So, that would be one symptom of PEDD, immune complexes that become lodged in organs and tissues, causing organ failure and damage. Other symptoms of PEDD would be the same a lupus patient would suffer, since the lack of DNase1 has been determined to be a causitive factor of lupus. Here are some symptoms and scientific findings of lupus: Autonomic nervous system dysfunction, hypothyroidism, restless legs syndrome, arthritis, osteoporosis, spinal cord degeneration, migraines, hypermobility, low adrenal function, chemical sensitivity, low cortisol, anemia, lack of vitamin B12, iron, and magnesium, joint and muscle pain, fatigue, insomnia, depression, neuropathy, swollen glands, low grade fever, high C-reactive protein, rashes, itchiness, vision complications, dry eyes and mouth, increased risk of heart attack and stroke, easy bruising, brain fog, porphyria, mitochrondrial dysfunction, POTS, heat intolerance, and the list goes on. You can trace each of these symptoms directly back to these missing enzymes.

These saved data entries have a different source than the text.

PR #2379, opened 2022-10-01
tcpdrop: Fix: ERROR: Error attaching probe: 'kprobe:tcp_drop'

Rtoax:
kernel commit 8fbf195798b5('tcp_drop() is no longer needed.') remove the kprobe:tcp_drop, bcc commit 16eab39171eb('Add
tracepoint:skb:kfree_skb if no tcp_drop() kprobe.') already fix this problem.

CI old kernel is too old and not support the 'reason' field, move the old tools/tcpdrop.bt into tools/old/tcpdrop.bt and set the CI to use it.

ERROR log:
```bash
 $ sudo ./tcpdrop.bt
 ./tcpdrop.bt:49-51: WARNING: tcp_drop is not traceable (either non-existing, inlined, or marked as "notrace"); attaching to it will likely fail
 Attaching 3 probes...
 ERROR: Error attaching probe: 'kprobe:tcp_drop'
```

### DIFF
--- a/.github/workflows/ci.yml
+++ b/.github/workflows/ci.yml
@@ -34,7 +34,7 @@ jobs:
           LLVM_VERSION: 10
           RUN_ALL_TESTS: 1
           RUNTIME_TEST_DISABLE: probe.kprobe_offset_fail_size
-          TOOLS_TEST_OLDVERSION: biosnoop.bt
+          TOOLS_TEST_OLDVERSION: biosnoop.bt tcpdrop.bt
           BASE: focal
           VENDOR_GTEST: ON
         - NAME: LLVM 10 Release
@@ -42,7 +42,7 @@ jobs:
           LLVM_VERSION: 10
           RUN_ALL_TESTS: 1
           RUNTIME_TEST_DISABLE: probe.kprobe_offset_fail_size
-          TOOLS_TEST_OLDVERSION: biosnoop.bt
+          TOOLS_TEST_OLDVERSION: biosnoop.bt tcpdrop.bt
           BASE: focal
           VENDOR_GTEST: ON
         - NAME: LLVM 10 Clang Debug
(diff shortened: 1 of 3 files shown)


viktormalik:
The tool is crashing in the CI, can you debug it?

Rtoax:
> The tool is crashing in the CI, can you debug it?

OK, i'll try to fix that.

viktormalik:
> Hi, @viktormalik , My env is kernel 5.15 on centos-stream9, CI env has a wrong kernel version? should i fix CI kernel version, and how to modify it?

Hi, unfortunately, we cannot control the CI kernel (yet). The likely problem here is that the kernel is too old and the `reason` field, as well as the corresponding enum, don't exist. The preferred way is to make the tool as generic as possible, but if that's not an option, we can have multiple implementations of the tool - just move the old one into `tools/old` and set the CI to use it (see e.g. `biosnoop.bt`).

Rtoax:
Is this done right?

viktormalik:
> @viktormalik Hi, Is this done right?

Yes, but the comments in the tools headers need to be adjusted. Please add a specific kernel version from which the new version is necessary.

Rtoax:
@viktormalik Hi, i specific kernel version in comment.

Useful hint:

```
Since 5.17 support trace_kfree_skb(skb, ..., reason) 'reason' field.
Since 5.19 remove tcp_drop() function.
```

tools/tcpdrop.bt
```diff
@@ -10,15 +10,18 @@
  *
  * This provides information such as packet details, socket state, and kernel
  * stack trace for packets/segments that were dropped via tcp_drop().
-
+ *
  * WARNING: this script attaches to the tcp_drop kprobe which is likely inlined
  *          on newer kernels and not replaced by anything else, therefore
  *          the script will stop working
```
viktormalik, line 16: This should go away in the new version of the script.

tools/tcpdrop.bt
```diff
@@ -10,15 +10,18 @@
  *
  * This provides information such as packet details, socket state, and kernel
  * stack trace for packets/segments that were dropped via tcp_drop().
```
viktormalik, line 12: `tcp_drop()` is not called in the new version so the description should be updated.

viktormalik (changes requested):

viktormalik (approved):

For instance, lupus patients have an increased risk of developing restless legs syndrome. So do fibromyalgia, diabetes, MS, Sjogrens patietns etc. Studies have linked restless legs syndrome to low iron and dopamine. Here is one such study.

Dopamine and Iron in The Pathophysiology of Restless Legs
Syndrome (Rls)
Allen, R. 2004. Sleep Med. 5(4):385-91.

Results: The pharmacological treatment data strongly support a dopaminergic
abnormality for RLS. Other pharmacological data and some imaging data also support
this, although the data are not entirely consistent. The secondary forms of RLS strongly
support an iron deficiency abnormality for RLS, further documented by several other
studies. Some animal studies have shown a relation between iron deficiency and
dopaminergic abnormalities that have some similarity to those seen in the RLS patient.
Conclusions: It is concluded that there may be an iron-dopamine connection central
to the pathophysiology of RLS for at least some if not most patients with this disorder.

Here is how PEDD would lead to RLS (and anemia) Protease regulate iron absorption in the body. Here is a study that shows this.
Hörl, W.H. 2008. Nephrol. Dial. Transplant. 23(10):3063-3064.

New Insights Into Intestinal Iron Absorption…Du et al. described the novel and exciting finding that the transmembrane serine
protease 6 (TMPRSS6) senses iron deficiency [1]. In their study, Du et al. described a
mutant mouse, which is characterized by progressive loss of body hair and microcytic
anaemia. The phenotype was found to result from reduced intestinal iron absorption
caused by high levels of hepcidin. Iron deprivation and anaemia suppressed hepcidin
mRNA levels in the livers of wild-type mice, whereas high mRNA levels persisted in the
livers of anaemic mutant mice. The high hepcidin levels in the mutant mice resulted
from a splice defect in the Tmprss6 gene. This suggests that TMPRSS6 physiologically
downregulates hepcidin mRNA transcription and thus promotes iron uptake [1].
Take home message: Iron deficiency activates the serine protease TMPRSS6. The
protease then inhibits hepcidin transcription and thereby allows intestinal iron
absorption and cellular iron release.

PEDD would also lead to a lack of dopamine. Protease break down dietary proteins and release essential amino acids. One of the amino acids found lacking in MS, lupus, Fibromyalgia, CFS etc is phenylalanine. Phenylalanine breaks down into tyrosine and tyrosine breaks down into dopamine. The lack of dopamine and iron would then lead to RLS. Here is a study that shows fibromyalgia patients lack phenylalanine.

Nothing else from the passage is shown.